Draft Gulf Co-Operation Council Trademark Law approved
The governments of Saudi Arabia, Bahrain, Kuwait, Oman, Qatar and the United Arab Emirates approved the draft unified Gulf Co-operation Council (GCC) Trademark Law during the 27th session of the GCC Supreme Council Summit in Riyadh.
There is, however, no confirmation as to when this unified law will come into force.

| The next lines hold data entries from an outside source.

PR #3542, opened 2022-06-06
Remove addr_guids from BundlingCacheKey for Performance

simpsont-oci:
Remove addr_guids from BundlingCacheKey to improve bundling cache lookup performance and work around for Static Discovery. This allows for AddressCache Key simplification and removes the need for keys to inherit from RcObject. Additionally, this PR combines the three separate bundling vector structures (submessages, sizes, addresses) into a single structure to reduce total number of allocations and improve code clarity.

### DIFF
--- a/dds/DCPS/transport/rtps_udp/BundlingCacheKey.h
+++ b/dds/DCPS/transport/rtps_udp/BundlingCacheKey.h
@@ -50,17 +50,6 @@ struct OpenDDS_Rtps_Udp_Export BundlingCacheKey {
     return std::memcmp(static_cast<const void*>(this), static_cast<const void*>(&rhs), sizeof (BundlingCacheKey)) == 0;
   }
 
-  /*
-  BundlingCacheKey& operator=(const BundlingCacheKey& rhs)
-  {
-    if (this != &rhs) {
-      const_cast<GUID_t&>(src_guid_) = rhs.src_guid_;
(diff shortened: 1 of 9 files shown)


dds/DCPS/transport/rtps_udp/BundlingCacheKey.h
```diff
@@ -27,120 +27,57 @@ namespace DCPS {
...
-    return BundlingCacheKeyCore::operator==(rhs);
+    return std::memcmp(static_cast<const void*>(this), static_cast<const void*>(&rhs), sizeof (BundlingCacheKey)) == 0;
   }
 
   BundlingCacheKey& operator=(const BundlingCacheKey& rhs)
   {
     if (this != &rhs) {
-      BundlingCacheKeyCore::operator=(rhs);
+      const_cast<GUID_t&>(src_guid_) = rhs.src_guid_;
+      const_cast<GUID_t&>(dst_guid_) = rhs.dst_guid_;
```
mitza-oci, line 57: If the class supports assignment then these aren't really const.  I guess I'd rather see `const` removed from the data members.

mitza-oci (changes requested):

dds/DCPS/transport/rtps_udp/BundlingCacheKey.h
simpsont-oci: removing operator= for now

mitza-oci (approved):

PR #3549, opened 2022-06-08
Shmem Association Race Fix

ClaytonCalabrese:
Shmem transport has an association race where the writer's side can write messages and call `sema_post` before the reader's side is associated enough to find the messages. The reader's side will take from `sema_wait`, and be unable to read anything, but due to the design of `sema_wait`, the semaphore will be decremented anyways. 

This boils down to the reader not truly being ready to receive at the time in which `publication_matched_status` is seen by the writer.

In order to avoid this, we decided to use the design from TCP which has the reader side send a message to the writer side to signify that the communication channel is ready.


dds/DCPS/transport/shmem/ShmemTransport.cpp
```diff
@@ -260,7 +281,9 @@ ShmemTransport::ReadTask::svc()
     if (stopped_.value()) {
       return 0;
     }
-    outer_->read_from_links();
+    while (!(outer_->read_from_links() || stopped_.value())) {
+      ACE_OS::sleep(1);
```
iguessthislldo, line 285: I've kept this sleep in so far, but I'm not sure if it's still necessary or not.

dds/DCPS/transport/shmem/ShmemTransport.cpp
```diff
@@ -286,7 +309,7 @@ ShmemTransport::ReadTask::signal_semaphore()
   ACE_OS::sema_post(&semaphore_);
 }
 
-void
+bool
```
mitza-oci, line 308: Is the return value used?

mitza-oci (changes requested):

dds/DCPS/transport/shmem/ShmemTransport.cpp
iguessthislldo: It used in the inner loop in of `ReadTask::svc`.

mitza-oci: It is... but I'm not sure this is necessary.  

In the original design, `read_from_links` happens once per successful wait on the semaphore (since it's a counting semaphore, it knows how many "resources" are available).  Would that work now that the rest of the transport framework integration is done?

If the answer to the above ends up being "no," then could `read_from_links` just do all the work it needs to do before returning?  I guess the downside there is potentially starving-out the `stopped_` signal, but that could be passed by reference if needed.

One reason I brought this up is that if we keep it in we'll need to review each path through `read_from_links` to see if it's returning the correct value.

dds/DCPS/transport/shmem/ShmemReceiveStrategy.cpp
```diff
@@ -75,6 +75,7 @@ ShmemReceiveStrategy::read()
   // If we get this far, current_data_ points to the first SHMEM_DATA_IN_USE.
   // handle_dds_input() will call our receive_bytes() to get the data.
   handle_dds_input(ACE_INVALID_HANDLE);
+  return;
```
mitza-oci, line 78: seems to be unnecessary

dds/DCPS/transport/shmem/ShmemDataLink.cpp
```diff
@@ -89,12 +97,117 @@ ShmemDataLink::open(const std::string& peer_address)
...
+}
+
+void ShmemDataLink::resend_association_msgs(const MonotonicTimePoint&)
+{
+  VDBG((LM_DEBUG, "(%P|%t) ShmemDataLink::resend_association_msgs\n"));
+
+  ACE_GUARD(ACE_Recursive_Thread_Mutex, g, mutex_);
+  for (AssocResends::iterator i = assoc_resends_.begin(); i != assoc_resends_.end();) {
+    send_association_msg(i->first.local, i->first.remote);
+    i->second--;
```
mitza-oci, line 174:
```suggestion
    --i->second;
```
or combine with next line (the conditional for the `if`)

dds/DCPS/transport/shmem/ShmemDataLink.cpp
```diff
@@ -24,27 +27,34 @@ OPENDDS_BEGIN_VERSIONED_NAMESPACE_DECL
...
+
   peer_address_ = peer_address;
   const ACE_TString name = ACE_TEXT_CHAR_TO_TCHAR(peer_address.c_str());
-  ShmemAllocator::MEMORY_POOL_OPTIONS alloc_opts;
+  ShmemAllocator::MEMORY_POOL_OPTIONS* alloc_opts_ptr = 0;
 
 #ifdef OPENDDS_SHMEM_WINDOWS
-  const bool use_opts = true;
+  ShmemAllocator::MEMORY_POOL_OPTIONS alloc_opts;
+  alloc_opts_ptr = &alloc_opts;
```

It is also not clear whether it will be possible to file one application to cover the GCC countries or whether separate applications in each jurisdiction will still be required once the law has come into force.

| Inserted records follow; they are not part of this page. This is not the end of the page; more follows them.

PR #3554, opened 2022-06-09
Updated development guidelines

mitza-oci:
- mostly based on what we learned in #3544
- and a  few other clarifications

### DIFF
--- a/docs/internal/dev_guidelines.rst
+++ b/docs/internal/dev_guidelines.rst
@@ -50,9 +50,10 @@ Dependencies
 * MPC is the build system, used to configure the build and generate platform specific build files (Makefiles, VS solution files, etc.).
 * ACE is a library used for cross-platform compatibility, especially networking and event loops.
   It is used both directly and through TAO.
-* TAO is a C++ CORBA implementation built on ACE used extensively in the traditional OpenDDS operating mode which uses the DCPSInfoRepo.
-  TAO types are also used in the End User DDS API.
-  The TAO IDL compiler is used internally and by the end user to allow OpenDDS to use user defined IDL types as topic data.
+* TAO is a C++ CORBA implementation built on ACE.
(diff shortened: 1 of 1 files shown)


docs/internal/dev_guidelines.rst
```diff
@@ -50,9 +50,10 @@ Dependencies
 * MPC is the build system, used to configure the build and generate platform specific build files (Makefiles, VS solution files, etc.).
 * ACE is a library used for cross-platform compatibility, especially networking and event loops.
   It is used both directly and through TAO.
-* TAO is a C++ CORBA implementation built on ACE used extensively in the traditional OpenDDS operating mode which uses the DCPSInfoRepo.
-  TAO types are also used in the End User DDS API.
-  The TAO IDL compiler is used internally and by the end user to allow OpenDDS to use user defined IDL types as topic data.
+* TAO is a C++ CORBA implementation built on ACE.
+  * It's used to communicate with DCPSInfoRepo, which is one option for Discovery.
+  * TAO's data types and support for the OMG IDL-to-C++ mapping are also used in the End User DDS API.
+  * The TAO IDL compiler is used internally and by the end user to allow OpenDDS to use user-defined IDL types as topic data.
```
iguessthislldo, line 56:
```suggestion

  * It's used to communicate with DCPSInfoRepo, which is one option for Discovery.
  * TAO's data types and support for the OMG IDL-to-C++ mapping are also used in the End User DDS API.
  * The TAO IDL compiler is used internally and by the end user to allow OpenDDS to use user-defined IDL types as topic data.

```

For some reason RST won't recognize it as a nested list unless it's separated from the parent list. See GitHub's "rich diff" of this to see what it does otherwise.

iguessthislldo (changes requested):

iguessthislldo (approved):

PR #603, opened 2022-02-16
V4 ome zarr

K-Meech:
Needs https://github.com/mobie/mobie-io/pull/69 first
- Removes bdv ome-zarr from project creator
- Adds v0.4 ome-zarr to project creator + ome-zarr export command


constantinpape:
https://github.com/mobie/mobie-io/pull/69 is merged now. @tischi could you give the changes here a try, so that we can move forward on the full release with ngff v0.4 support?

constantinpape:
Thanks for merging @tischi. Should we make a new beta release.

Issue #606, opened 2022-02-18
Save current view: add new view to UI


tischi:
@K-Meech 

Could you try to change the code such that `Save current view` also adds the view to the MoBIE UI? (1) I think this is more intuitive. (2) I would need this for this: https://github.com/mobie/mobie-viewer-fiji/issues/605, because otherwise one cannot access the cropped source.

However, the draft law provides explicit information concerning:
- what can be registered as a trademark;
- what is eligible for registration;
- what cannot be registered;
- well-known trademarks;
- geographical indications (GIs);
- use of a trademark; and
- penalties against infringers.
The draft has relied on the Agreement on Trade-Related Aspects of Intellectual Property Rights (TRIPs) by taking the minimum protection standards and has provided more extensive protection in relation to trademarks. While the TRIPs Agreement states that members are free to determine whether to allow the registration of signs that are not visually perceptible, such as sound or smell marks, the draft GCC law provides that sounds and smells can be registered as trademarks.
In relation to use, Article 8 of the draft law provides that whoever applies for the registration of a trademark shall be deemed the exclusive owner thereof unless proven otherwise. Article 8 also states that whoever proves prior use of a registered trademark may request the relevant court to cancel this registration within five years of registration.

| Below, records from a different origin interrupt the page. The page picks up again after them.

PR #618, opened 2022-02-23
Write views s3

tischi:
Needs https://github.com/mobie/mobie-io/pull/81

@K-Meech Could you please have a look at the changes I made to the `DatasetJsonParser`. Is that too naive? Looks somehow to easy to be true...

### DIFF
--- a/pom.xml
+++ b/pom.xml
@@ -94,7 +94,7 @@
 		<!-- EMBL CBA -->
 		<imagej-utils.version>0.6.4</imagej-utils.version>
 
-		<mobie-io.version>1.2.4</mobie-io.version>
+		<mobie-io.version>1.2.5</mobie-io.version>
 
 		<!-- Version 1.6.0-scijava-3-SNAPSHOT of j3dcore addresses a minor issue
 		https://github.com/fiji/3D_Viewer/issues/26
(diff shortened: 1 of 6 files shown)


KateMoreva:
@tischi, are you sure that the PR should be to the `main`, not to the `develop`? :)

tischi:
changed it to be against `develop`.

K-Meech (commented):
@tischi - I think that should work! Although, in ```saveDataset```, you would need to find another way to ```setIndent```. Gson uses tab by default, but we changed this to 2 spaces to match Constantin's python code. Maybe this can be set directly in the Gson though, rather than on the JsonWriter?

The draft law contains clear provisions on well-known trademarks that oblige GCC countries to refuse or cancel the registration and prohibit the use of a mark if it conflicts with a mark that is well known for similar goods and services. The protection will also extend to goods and services which are not similar, provided that its use would indicate a connection between those goods and/or services and the owner of the registered trademark.
The law provides a 10-year protection term, which may be renewed for similar consecutive periods. Non-use for a continuous period of five years without a legitimate reason makes the mark subject to cancellation by any interested person.
In relation to GIs, Article 5 specifically states that any interested party may request the registration of a trademark with a GI to protect the origin/source of its products. The registration does not mean that the owner will have exclusive rights, as it is possible for any other party to use the same indication if it operates similar activities.
There is no requirement that a licence agreement be recorded; the agreement will have effect even if not entered in the register's records.
The draft law also touches on the protection of trademarks in the GCC states in relation to precautionary measures, civil and criminal actions. The draft law provides trademark owners with the right to seek an order from the competent court to seize suspected infringing products where these products are imported into the country. However, the draft law does not clarify whether, in order to effect seizure, the imported products need be available in the local market, or whether the seizure order can be granted before they enter the market.
The draft law does not deal with compensation or damages. Any claim for compensation shall therefore be based on the general provisions of civil transaction laws that cover damages, compensations and indemnities in the relevant jurisdiction.
As to criminal actions, the new law focuses on imposing penalties on violators. Such penalties include a five-year imprisonment term and/or a fine up to Sr1 million or the equivalent in any other GCC currency.